For image-to-image generation, make sure that num_inference_steps * strength is larger or equal to 1. The image-to-image pipeline will run for int(num_inference_steps * strength) steps, e.g. 0.5 * 2.0 = 1 step

In [None]:
from diffusers import AutoPipelineForImage2Image
from diffusers.utils import load_image, make_image_grid

In [None]:
# use from_pipe to avoid consuming additional memory when loading a checkpoint
#pipeline = AutoPipelineForImage2Image.from_pretrained("stabilityai/sdxl-turbo", cache_dir="/cluster/user/ehoemmen/.cache")
pipeline = AutoPipelineForImage2Image.from_pretrained("stabilityai/sdxl-turbo", cache_dir="/cluster/user/ehoemmen/.cache")

#.to("cuda")
pipeline.enable_sequential_cpu_offload()

In [None]:
init_image = load_image("https://huggingface.co/datasets/huggingface/documentation-images/resolve/main/diffusers/cat.png")
init_image = init_image.resize((512, 512))

prompt = "cat wizard, gandalf, lord of the rings, detailed, fantasy, cute, adorable, Pixar, Disney, 8k"

image = pipeline(prompt=prompt,
                 image=init_image, 
                 strength=0.5, 
                 guidance_scale=0.0, 
                 num_inference_steps=4
                ).images[0]
make_image_grid([init_image, image], rows=1, cols=2)

In [None]:
url = '../5.0_pictures/kelloggs_resized.jpg'
init_image = load_image(url)

prompt = "Honey Flavoured Cornflakes, Yellow Packaging design, cute bees, food photography, mockup"

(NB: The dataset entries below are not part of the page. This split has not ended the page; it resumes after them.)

PR #41376, opened 2022-03-07
[9.x] PHP 8, switch to match

mrrazvi:
much shorter and nicer way

### DIFF
--- a/src/Illuminate/Notifications/resources/views/email.blade.php
+++ b/src/Illuminate/Notifications/resources/views/email.blade.php
@@ -19,7 +19,7 @@
 {{-- Action Button --}}
 @isset($actionText)
 <?php
-$color = match ((string)$level) {
+$color = match ((string) $level) {
     'success', 'error' => $level,
     default => 'primary',
 };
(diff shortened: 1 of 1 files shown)


GrahamCampbell:
This is actually a breaking change. The old code used to work with stringable objects. The new code does not.

rizimore:
So, I close the pull request?

src/Illuminate/Notifications/resources/views/email.blade.php
```diff
@@ -19,14 +19,10 @@
...
 <?php
-    switch ($level) {
-        case 'success':
-        case 'error':
-            $color = $level;
-            break;
-        default:
-            $color = 'primary';
-    }
+$color = match ($level) {
```
netpok, line 22: To fix the BC:
```suggestion
$color = match ((string)$level) {
```

src/Illuminate/Notifications/resources/views/email.blade.php
```diff
@@ -19,14 +19,10 @@
...
 <?php
-    switch ($level) {
-        case 'success':
-        case 'error':
-            $color = $level;
-            break;
-        default:
-            $color = 'primary';
-    }
+$color = match ((string)$level) {
```
GrahamCampbell, line 22: missing space after `(string)`

GrahamCampbell (changes requested):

image = pipeline(prompt=prompt,
                 image=init_image, 
                 strength=0.7, 
                 guidance_scale=0.0, 
                 num_inference_steps=4
                ).images[0]

make_image_grid([init_image, image], rows=1, cols=2)

<a id="keyfindings"></a>

## Key Findings

Normal text-to-image generation works very well. In practice (e.g. for an ideas workshop), it would be preferable to the normal SDXL pipeline, as it is very fast and the images have the same level of quality. But it is more suitable for generating and finding ideas. When it comes to **concrete ideas**, **SDXL-Turbo is not suitable**. In addition to the standard text-to-image pipeline, there is only the image-to-image pipeline, which means that no individual design elements can be changed.